Saturday, April 01, 2006

The Crazy Man

Just finished reading The Crazy Man by Pamela Porter. Fabulous!

Set in a small Canadian prairie town in 1965, it is the story of 11 year old Emaline. Unlike many young adult novels, this is neither a series of madcap adventures, nor a display of interminable self-pitying retrospection. Although the events in Emaline's twelfth year are unusual and original, never does it dip into contrivance or pretention.

The story begins in an intensely depressing manner. Emaline is a passenger on her father's tractor when she suddenly jumps off to save her beloved dog, Prince, from running beneath the blades of the discer they are towing. Fortunately, Prince is saved. Unfortunately, Emaline lands in front of the blades, and sustains serious injury to her leg. Her father is overwhelmed with guilt, and, once Emaline is safely recovering in hospital, he promptly shoots Prince and walks off the farm, leaving Emaline and her mother to figure out how to seed their fields when neither of them knows how to drive a tractor.
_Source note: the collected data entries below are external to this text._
PR #337, opened 2017-05-19
Add IPAM config, annotation tests

gunjan5:

PR #346, opened 2017-06-14
Update glide.yaml pins

caseydavenport:
## Description

- Update pins in glide.yaml to track latest minor release of each dependency.
- Pin client-go to known working commit from libcalico-go


gunjan5:
you will also have to update the tests, see: https://github.com/projectcalico/cni-plugin/pull/337/commits/7e8497fa1f342d99e70f379c73241849f13021e9

gunjan5:
so with the same failing tests, this PR seems a subset of https://github.com/projectcalico/cni-plugin/pull/337/files

PR #356, opened 2017-07-17
Overwrite CNI binaries by default

alvelcom:
`install-cni.sh` doesn't overwrites binaries by default. That creates troubles during upgrade, because I had to remove stuff in `/opt/cni/bin` and then restart a calico/canal pod. Or just put binaries by hand.

Thes PR adds a new environment variable `UPDATE_CNI_BINARIES` which is `true` by default. If `UPDATE_CNI_BINARIES` is `true`, CNI binaries would be overwritten. If it's `false`, existing binaries would stay, like it was before the patch.

## Release Note
```release-note
install-cni.sh will now replace system CNI binaries, use UPDATE_CNI_BINARIES=false to restore old behavior 
```

### DIFF
--- a/k8s-install/scripts/install-cni.sh
+++ b/k8s-install/scripts/install-cni.sh
@@ -51,35 +51,36 @@ fi
 # Choose which default cni binaries should be copied
 SKIP_CNI_BINARIES=${SKIP_CNI_BINARIES:-""}
 SKIP_CNI_BINARIES=",$SKIP_CNI_BINARIES,"
+UPDATE_CNI_BINARIES=${UPDATE_CNI_BINARIES:-"true"}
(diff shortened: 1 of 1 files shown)


alvelcom:
Hey! Anything I can help with?

tmjd:
I don't think so, I think @caseydavenport has just been busy.  He's OOO for for a little bit so I just wanted to let you know why you weren't going to see a response for a bit.

I kicked off a rebuild of the semaphoreci test as the failure was from a time out, which they do occasionally.

alvelcom:
Okay, thanks!

tmjd:
LGTM
@caseydavenport WDYT?

PR #361, opened 2017-07-27
Mask k8s auth token from install-cni scrip logs.

### LINKED ISSUE #360: Output from install-cni.sh prints k8s_auth_token field in plaintext to logs
## Expected Behavior

k8s_auth_token field should be masked.

## Current Behavior

k8s_auth_token field is printed in plain text, along with the rest of 10-calico.conf.

## Possible Solution

Mask that field away by piping to sed before using echo.

## Context

In our cluster we log all container logs from `/var/logs/container/*` which then goes into a centralised logging platform. Logging the service account token like this allows anyone with access to the log platform to impersonate the calico service account in our cluster which is an undesirable outcome for cluster security. In some clusters this will be the kube-system service account which has a lot of privileges. Thankfully in our cluster we already made a separate account with limited permissions.

## Your Environment
calico/cni:1.9.1

gunjan5:
Fixes #360 

It looks like this with this PR:

```
Wrote CNI config: {
    "name": "k8s-pod-network",
    "cniVersion": "0.1.0",
    "type": "calico",
    "etcd_endpoints": "http://10.96.232.136:6666",
    "log_level": "info",
    "mtu": 1500,
    "ipam": {
        "type": "calico-ipam"
    },
    "policy": {
        "type": "k8s",
         "k8s_api_root": "https://10.96.0.1:443",
         "k8s_auth_token": "*****"
    },
    "kubernetes": {
        "kubeconfig": "/etc/cni/net.d/calico-kubeconfig"
    }
}
```

### Release Note:
```release-note
NONE
```

### DIFF
--- a/k8s-install/scripts/install-cni.sh
+++ b/k8s-install/scripts/install-cni.sh
@@ -117,7 +117,6 @@ SERVICEACCOUNT_TOKEN=$(cat /var/run/secrets/kubernetes.io/serviceaccount/token)
 grep "__KUBERNETES_SERVICE_HOST__" $TMP_CONF && sed -i s/__KUBERNETES_SERVICE_HOST__/${KUBERNETES_SERVICE_HOST}/g $TMP_CONF
 grep "__KUBERNETES_SERVICE_PORT__" $TMP_CONF && sed -i s/__KUBERNETES_SERVICE_PORT__/${KUBERNETES_SERVICE_PORT}/g $TMP_CONF
 sed -i s/__KUBERNETES_NODE_NAME__/${KUBERNETES_NODE_NAME:-$(hostname)}/g $TMP_CONF
-sed -i s/__SERVICEACCOUNT_TOKEN__/${SERVICEACCOUNT_TOKEN:-}/g $TMP_CONF
 sed -i s/__KUBECONFIG_FILENAME__/calico-kubeconfig/g $TMP_CONF
 
 # Use alternative command character "~", since these include a "/".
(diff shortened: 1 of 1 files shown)


k8s-install/scripts/install-cni.sh
```diff
@@ -129,7 +129,7 @@ sed -i s~__ETCD_ENDPOINTS__~${ETCD_ENDPOINTS:-}~g $TMP_CONF
 # Move the temporary CNI config into place.
 FILENAME=${CNI_CONF_NAME:-10-calico.conf}
 mv $TMP_CONF /host/etc/cni/net.d/${FILENAME}
-echo "Wrote CNI config: $(cat /host/etc/cni/net.d/${FILENAME})"
+echo "Wrote CNI config: $(cat /host/etc/cni/net.d/${FILENAME} | sed '/k8s_auth_token/s/\: \"[a-zA-Z0-9\_\-\.\-]*/\: \"\*\*\*\*\*/g')"
```
tmjd: You could simplify the sed a bit with `sed '/k8s_auth_token/s/\: \"[^"]*/\: \"*****/g'`
Might as well just match on things that are not `"` and in the replacement half you don't have to escape the `*`.

tmjd:
LGTM

caseydavenport:
Sorry for the late review, but I'd like to suggest a different approach.

What if we move the substitution until _after_ we log out the config?

Basically, this line: https://github.com/gunjan5/calico-cni/blob/a4ecd6a89be90a02906e842f75c12da4bdc5f8f5/k8s-install/scripts/install-cni.sh#L119

That way, no matter where in the file it is, we'll log the right thing.

caseydavenport:
The logic would be:


- log the TMP file
- sed the token in
- copy it over

gunjan5:
@caseydavenport updated the PR. Tested it, and it looks like this now:
```
$ kl calico-node-h58nq -c install-cni
CNI plugin version: v1.10.0-22-gff88441
         "k8s_api_root": "https://10.96.0.1:__KUBERNETES_SERVICE_PORT__",
CNI config: {
    "name": "k8s-pod-network",
    "cniVersion": "0.1.0",
    "type": "calico",
    "etcd_endpoints": "http://10.96.232.136:6666",
    "log_level": "info",
    "mtu": 1500,
    "ipam": {
        "type": "calico-ipam"
    },
    "policy": {
        "type": "k8s",
         "k8s_api_root": "https://10.96.0.1:443",
         "k8s_auth_token": "__SERVICEACCOUNT_TOKEN__"
    },
    "kubernetes": {
        "kubeconfig": "/etc/cni/net.d/calico-kubeconfig"
    }
}
Created CNI config 10-calico.conf
```
PTAL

Emaline's mother decides her only option is to hire a patient from the "mental hospital" outside of town to do the farmwork. Hence the titled "crazy man".

Please don't let the shocking beginning of this book prevent you from picking it up. The story is a beautiful one, a poetic one, magnified by the verse style in which it is written.

"With tears in your eyes
everything looks different.
Like a watercolor painting.
the trees look prettier. All that winterkill,
the dead branches that spring storms
nipped in the bud,
smear together with the green."

To be honest, I thought the verse style would annoy me, but it didn't at all. It enhanced the story immensely.

If you get the chance, please read Pamela Porter's The Crazy Man.